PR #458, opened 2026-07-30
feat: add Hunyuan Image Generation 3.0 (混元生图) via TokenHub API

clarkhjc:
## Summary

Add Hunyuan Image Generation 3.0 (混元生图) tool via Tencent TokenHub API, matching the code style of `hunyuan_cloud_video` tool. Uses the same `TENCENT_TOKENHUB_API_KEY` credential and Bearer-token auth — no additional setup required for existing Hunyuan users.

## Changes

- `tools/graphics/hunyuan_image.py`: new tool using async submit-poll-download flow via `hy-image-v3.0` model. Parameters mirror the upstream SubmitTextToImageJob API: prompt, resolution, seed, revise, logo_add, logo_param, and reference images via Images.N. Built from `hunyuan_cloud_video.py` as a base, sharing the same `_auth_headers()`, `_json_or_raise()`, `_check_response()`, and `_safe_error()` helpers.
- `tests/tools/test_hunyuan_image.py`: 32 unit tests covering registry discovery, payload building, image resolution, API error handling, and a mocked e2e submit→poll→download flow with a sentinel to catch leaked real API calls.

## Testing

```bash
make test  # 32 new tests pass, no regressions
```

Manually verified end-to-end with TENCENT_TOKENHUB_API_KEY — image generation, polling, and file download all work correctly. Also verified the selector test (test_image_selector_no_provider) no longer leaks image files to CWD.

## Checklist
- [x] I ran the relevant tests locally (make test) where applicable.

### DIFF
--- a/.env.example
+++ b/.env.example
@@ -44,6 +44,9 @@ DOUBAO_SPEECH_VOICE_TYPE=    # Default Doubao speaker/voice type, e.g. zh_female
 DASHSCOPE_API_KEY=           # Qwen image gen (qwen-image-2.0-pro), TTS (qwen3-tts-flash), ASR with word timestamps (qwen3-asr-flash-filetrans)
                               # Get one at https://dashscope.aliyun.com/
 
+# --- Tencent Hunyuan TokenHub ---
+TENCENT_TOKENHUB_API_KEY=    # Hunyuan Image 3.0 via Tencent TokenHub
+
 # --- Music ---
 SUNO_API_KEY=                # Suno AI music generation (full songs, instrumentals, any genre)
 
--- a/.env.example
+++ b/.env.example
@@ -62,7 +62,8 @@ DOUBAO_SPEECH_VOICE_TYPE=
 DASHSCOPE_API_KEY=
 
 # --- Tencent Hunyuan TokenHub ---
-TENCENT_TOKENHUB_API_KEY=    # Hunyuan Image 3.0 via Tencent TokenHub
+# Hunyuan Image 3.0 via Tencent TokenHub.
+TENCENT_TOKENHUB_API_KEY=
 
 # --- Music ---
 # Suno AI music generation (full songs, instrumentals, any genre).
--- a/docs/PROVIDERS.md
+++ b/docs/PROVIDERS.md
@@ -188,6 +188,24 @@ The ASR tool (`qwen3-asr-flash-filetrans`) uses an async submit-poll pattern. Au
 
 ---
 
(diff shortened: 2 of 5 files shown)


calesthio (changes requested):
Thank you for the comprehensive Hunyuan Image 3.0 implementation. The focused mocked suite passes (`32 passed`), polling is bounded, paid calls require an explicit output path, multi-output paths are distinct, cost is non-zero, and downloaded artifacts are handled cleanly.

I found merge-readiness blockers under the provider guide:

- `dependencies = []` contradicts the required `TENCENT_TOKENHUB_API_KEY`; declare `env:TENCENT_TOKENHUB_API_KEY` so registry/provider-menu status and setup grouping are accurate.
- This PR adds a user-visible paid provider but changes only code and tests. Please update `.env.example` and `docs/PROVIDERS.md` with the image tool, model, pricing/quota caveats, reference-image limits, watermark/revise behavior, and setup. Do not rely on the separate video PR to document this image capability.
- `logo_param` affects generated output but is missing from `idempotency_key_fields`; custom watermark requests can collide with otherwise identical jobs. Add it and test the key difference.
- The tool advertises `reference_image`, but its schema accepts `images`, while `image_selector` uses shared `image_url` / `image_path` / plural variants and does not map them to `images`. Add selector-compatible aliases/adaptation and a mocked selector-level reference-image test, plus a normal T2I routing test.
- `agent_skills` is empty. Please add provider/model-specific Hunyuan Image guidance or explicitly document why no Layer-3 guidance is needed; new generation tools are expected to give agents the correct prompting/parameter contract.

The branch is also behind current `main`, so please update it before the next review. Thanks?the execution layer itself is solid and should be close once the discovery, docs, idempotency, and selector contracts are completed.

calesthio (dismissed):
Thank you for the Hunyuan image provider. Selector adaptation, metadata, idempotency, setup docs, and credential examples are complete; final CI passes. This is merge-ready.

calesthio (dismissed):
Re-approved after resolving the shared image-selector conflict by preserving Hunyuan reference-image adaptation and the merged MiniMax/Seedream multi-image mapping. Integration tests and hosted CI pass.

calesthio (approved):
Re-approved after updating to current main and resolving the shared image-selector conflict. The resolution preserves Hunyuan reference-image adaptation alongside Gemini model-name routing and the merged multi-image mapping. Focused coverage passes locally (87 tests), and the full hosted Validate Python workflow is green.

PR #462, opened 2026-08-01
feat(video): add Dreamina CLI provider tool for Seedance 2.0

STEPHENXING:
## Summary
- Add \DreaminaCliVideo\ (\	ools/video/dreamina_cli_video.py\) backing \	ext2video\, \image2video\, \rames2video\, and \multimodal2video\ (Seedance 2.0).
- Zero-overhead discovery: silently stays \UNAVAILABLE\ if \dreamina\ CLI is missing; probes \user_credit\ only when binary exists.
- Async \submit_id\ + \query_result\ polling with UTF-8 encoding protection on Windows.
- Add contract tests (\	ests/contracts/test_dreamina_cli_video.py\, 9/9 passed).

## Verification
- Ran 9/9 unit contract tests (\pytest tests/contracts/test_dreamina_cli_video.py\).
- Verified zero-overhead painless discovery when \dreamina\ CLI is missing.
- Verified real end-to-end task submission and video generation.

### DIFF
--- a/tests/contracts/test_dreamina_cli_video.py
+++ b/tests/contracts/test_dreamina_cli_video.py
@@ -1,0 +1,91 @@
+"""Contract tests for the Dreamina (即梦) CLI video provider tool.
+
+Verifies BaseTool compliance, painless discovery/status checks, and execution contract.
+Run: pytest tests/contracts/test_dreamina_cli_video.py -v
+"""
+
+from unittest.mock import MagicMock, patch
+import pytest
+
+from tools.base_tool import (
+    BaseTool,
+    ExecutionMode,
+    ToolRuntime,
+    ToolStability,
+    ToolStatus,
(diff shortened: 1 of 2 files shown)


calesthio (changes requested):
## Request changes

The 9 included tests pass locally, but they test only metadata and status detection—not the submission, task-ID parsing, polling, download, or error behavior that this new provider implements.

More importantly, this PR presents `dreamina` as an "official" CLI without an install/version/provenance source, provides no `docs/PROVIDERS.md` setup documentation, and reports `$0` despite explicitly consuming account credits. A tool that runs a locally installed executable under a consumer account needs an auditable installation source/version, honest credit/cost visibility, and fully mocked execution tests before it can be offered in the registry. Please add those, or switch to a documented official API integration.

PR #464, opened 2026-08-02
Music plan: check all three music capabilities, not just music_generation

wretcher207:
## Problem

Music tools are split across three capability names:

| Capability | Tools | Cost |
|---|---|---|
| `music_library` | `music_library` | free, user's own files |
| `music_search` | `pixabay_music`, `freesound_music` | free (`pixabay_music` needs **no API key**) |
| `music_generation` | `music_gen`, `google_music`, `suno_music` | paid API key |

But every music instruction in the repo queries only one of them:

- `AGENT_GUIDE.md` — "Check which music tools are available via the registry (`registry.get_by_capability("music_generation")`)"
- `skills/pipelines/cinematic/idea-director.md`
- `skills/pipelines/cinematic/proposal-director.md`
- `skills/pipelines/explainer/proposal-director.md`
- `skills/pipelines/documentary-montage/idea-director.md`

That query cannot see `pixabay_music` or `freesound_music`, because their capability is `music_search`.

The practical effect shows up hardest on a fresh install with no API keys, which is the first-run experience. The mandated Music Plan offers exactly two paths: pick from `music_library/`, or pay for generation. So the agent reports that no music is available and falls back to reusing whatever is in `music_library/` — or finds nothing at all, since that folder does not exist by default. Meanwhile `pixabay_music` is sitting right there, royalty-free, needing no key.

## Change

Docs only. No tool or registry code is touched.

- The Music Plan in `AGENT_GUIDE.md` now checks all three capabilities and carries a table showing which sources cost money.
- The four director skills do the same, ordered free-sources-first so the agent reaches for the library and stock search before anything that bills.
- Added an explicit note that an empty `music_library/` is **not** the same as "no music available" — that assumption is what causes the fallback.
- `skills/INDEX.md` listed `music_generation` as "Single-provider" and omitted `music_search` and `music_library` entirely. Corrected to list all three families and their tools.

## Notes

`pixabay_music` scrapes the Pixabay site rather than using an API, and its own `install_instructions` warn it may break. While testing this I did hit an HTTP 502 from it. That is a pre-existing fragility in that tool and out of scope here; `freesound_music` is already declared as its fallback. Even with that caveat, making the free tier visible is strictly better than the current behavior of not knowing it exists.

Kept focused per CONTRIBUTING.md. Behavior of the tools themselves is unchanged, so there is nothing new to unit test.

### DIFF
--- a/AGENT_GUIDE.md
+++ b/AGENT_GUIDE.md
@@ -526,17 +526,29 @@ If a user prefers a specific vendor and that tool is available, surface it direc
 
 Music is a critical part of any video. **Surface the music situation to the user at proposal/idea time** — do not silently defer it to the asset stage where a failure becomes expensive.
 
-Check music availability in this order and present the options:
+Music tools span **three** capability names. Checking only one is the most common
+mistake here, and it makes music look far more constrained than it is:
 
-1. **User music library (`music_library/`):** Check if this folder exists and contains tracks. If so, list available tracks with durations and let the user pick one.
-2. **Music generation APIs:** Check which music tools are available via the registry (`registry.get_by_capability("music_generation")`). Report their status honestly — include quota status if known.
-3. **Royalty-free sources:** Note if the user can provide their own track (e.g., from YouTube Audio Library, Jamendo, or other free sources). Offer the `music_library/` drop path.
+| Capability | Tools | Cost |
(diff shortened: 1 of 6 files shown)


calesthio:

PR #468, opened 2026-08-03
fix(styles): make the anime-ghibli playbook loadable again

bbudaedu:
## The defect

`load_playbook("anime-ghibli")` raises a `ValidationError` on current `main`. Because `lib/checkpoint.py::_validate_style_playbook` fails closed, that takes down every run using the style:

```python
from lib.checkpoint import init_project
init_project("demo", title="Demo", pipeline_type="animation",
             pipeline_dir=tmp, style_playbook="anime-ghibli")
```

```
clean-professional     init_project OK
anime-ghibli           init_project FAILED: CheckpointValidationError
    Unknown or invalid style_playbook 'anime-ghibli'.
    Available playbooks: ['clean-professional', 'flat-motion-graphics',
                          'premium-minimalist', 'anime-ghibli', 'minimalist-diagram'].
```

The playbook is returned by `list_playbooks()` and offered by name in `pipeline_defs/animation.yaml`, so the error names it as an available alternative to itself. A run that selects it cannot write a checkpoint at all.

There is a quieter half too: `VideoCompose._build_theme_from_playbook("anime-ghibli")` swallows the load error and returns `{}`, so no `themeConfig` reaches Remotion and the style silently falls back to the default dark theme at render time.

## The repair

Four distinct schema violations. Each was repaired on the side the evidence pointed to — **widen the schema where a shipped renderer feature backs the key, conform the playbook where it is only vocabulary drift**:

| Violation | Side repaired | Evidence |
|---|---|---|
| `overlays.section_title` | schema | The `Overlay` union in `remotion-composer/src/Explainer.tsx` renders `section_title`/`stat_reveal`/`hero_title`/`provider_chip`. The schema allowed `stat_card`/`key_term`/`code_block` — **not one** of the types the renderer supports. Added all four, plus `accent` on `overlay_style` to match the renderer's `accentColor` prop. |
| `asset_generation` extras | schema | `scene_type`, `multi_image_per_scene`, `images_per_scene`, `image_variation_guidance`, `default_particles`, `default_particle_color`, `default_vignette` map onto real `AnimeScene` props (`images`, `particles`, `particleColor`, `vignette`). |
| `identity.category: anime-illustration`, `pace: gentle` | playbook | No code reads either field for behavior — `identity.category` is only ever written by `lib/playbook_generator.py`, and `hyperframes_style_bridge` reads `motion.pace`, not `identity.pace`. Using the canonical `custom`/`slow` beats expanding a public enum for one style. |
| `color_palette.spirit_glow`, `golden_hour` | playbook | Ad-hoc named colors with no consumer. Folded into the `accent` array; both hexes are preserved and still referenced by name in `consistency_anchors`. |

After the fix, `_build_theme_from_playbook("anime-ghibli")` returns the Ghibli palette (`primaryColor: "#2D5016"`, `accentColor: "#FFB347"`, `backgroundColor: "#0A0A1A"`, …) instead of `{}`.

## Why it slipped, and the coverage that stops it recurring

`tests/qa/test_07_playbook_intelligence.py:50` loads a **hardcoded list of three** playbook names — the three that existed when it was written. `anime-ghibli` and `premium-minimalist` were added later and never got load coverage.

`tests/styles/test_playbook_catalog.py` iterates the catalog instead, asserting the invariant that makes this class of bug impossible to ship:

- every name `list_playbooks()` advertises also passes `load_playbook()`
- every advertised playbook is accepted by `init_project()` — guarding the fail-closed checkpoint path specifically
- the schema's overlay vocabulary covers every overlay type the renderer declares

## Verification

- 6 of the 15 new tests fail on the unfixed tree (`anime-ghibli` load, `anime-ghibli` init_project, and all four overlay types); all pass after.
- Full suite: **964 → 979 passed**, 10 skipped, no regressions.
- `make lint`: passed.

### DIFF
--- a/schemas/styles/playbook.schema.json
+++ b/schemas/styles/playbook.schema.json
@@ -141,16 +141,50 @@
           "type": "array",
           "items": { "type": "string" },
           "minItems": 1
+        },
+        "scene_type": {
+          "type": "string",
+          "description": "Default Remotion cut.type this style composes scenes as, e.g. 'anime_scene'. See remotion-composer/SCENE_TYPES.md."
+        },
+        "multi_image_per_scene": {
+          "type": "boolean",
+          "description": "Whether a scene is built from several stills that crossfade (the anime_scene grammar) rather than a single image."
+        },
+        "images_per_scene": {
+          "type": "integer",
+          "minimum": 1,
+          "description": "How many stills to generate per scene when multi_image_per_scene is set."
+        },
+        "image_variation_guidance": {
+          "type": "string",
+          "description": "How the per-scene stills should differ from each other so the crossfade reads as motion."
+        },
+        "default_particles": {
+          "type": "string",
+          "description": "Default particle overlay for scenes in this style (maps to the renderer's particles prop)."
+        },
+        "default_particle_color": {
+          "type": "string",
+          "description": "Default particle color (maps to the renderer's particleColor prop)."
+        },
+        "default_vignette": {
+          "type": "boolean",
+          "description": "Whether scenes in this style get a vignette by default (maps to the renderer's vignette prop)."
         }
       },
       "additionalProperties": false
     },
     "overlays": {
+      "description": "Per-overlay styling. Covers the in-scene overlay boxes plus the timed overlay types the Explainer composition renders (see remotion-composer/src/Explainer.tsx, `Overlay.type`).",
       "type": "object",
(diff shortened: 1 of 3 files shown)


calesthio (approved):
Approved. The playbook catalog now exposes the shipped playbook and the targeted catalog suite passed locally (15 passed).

▸ **What needs to be done**:
Could you return, word for word, only the lines running from the first line of the material above to the line that contains "new tool using", inclusive?

▸ **Answer to this exercise**:
PR #458, opened 2026-07-30
feat: add Hunyuan Image Generation 3.0 (混元生图) via TokenHub API

clarkhjc:
## Summary

Add Hunyuan Image Generation 3.0 (混元生图) tool via Tencent TokenHub API, matching the code style of `hunyuan_cloud_video` tool. Uses the same `TENCENT_TOKENHUB_API_KEY` credential and Bearer-token auth — no additional setup required for existing Hunyuan users.

## Changes

- `tools/graphics/hunyuan_image.py`: new tool using async submit-poll-download flow via `hy-image-v3.0` model. Parameters mirror the upstream SubmitTextToImageJob API: prompt, resolution, seed, revise, logo_add, logo_param, and reference images via Images.N. Built from `hunyuan_cloud_video.py` as a base, sharing the same `_auth_headers()`, `_json_or_raise()`, `_check_response()`, and `_safe_error()` helpers.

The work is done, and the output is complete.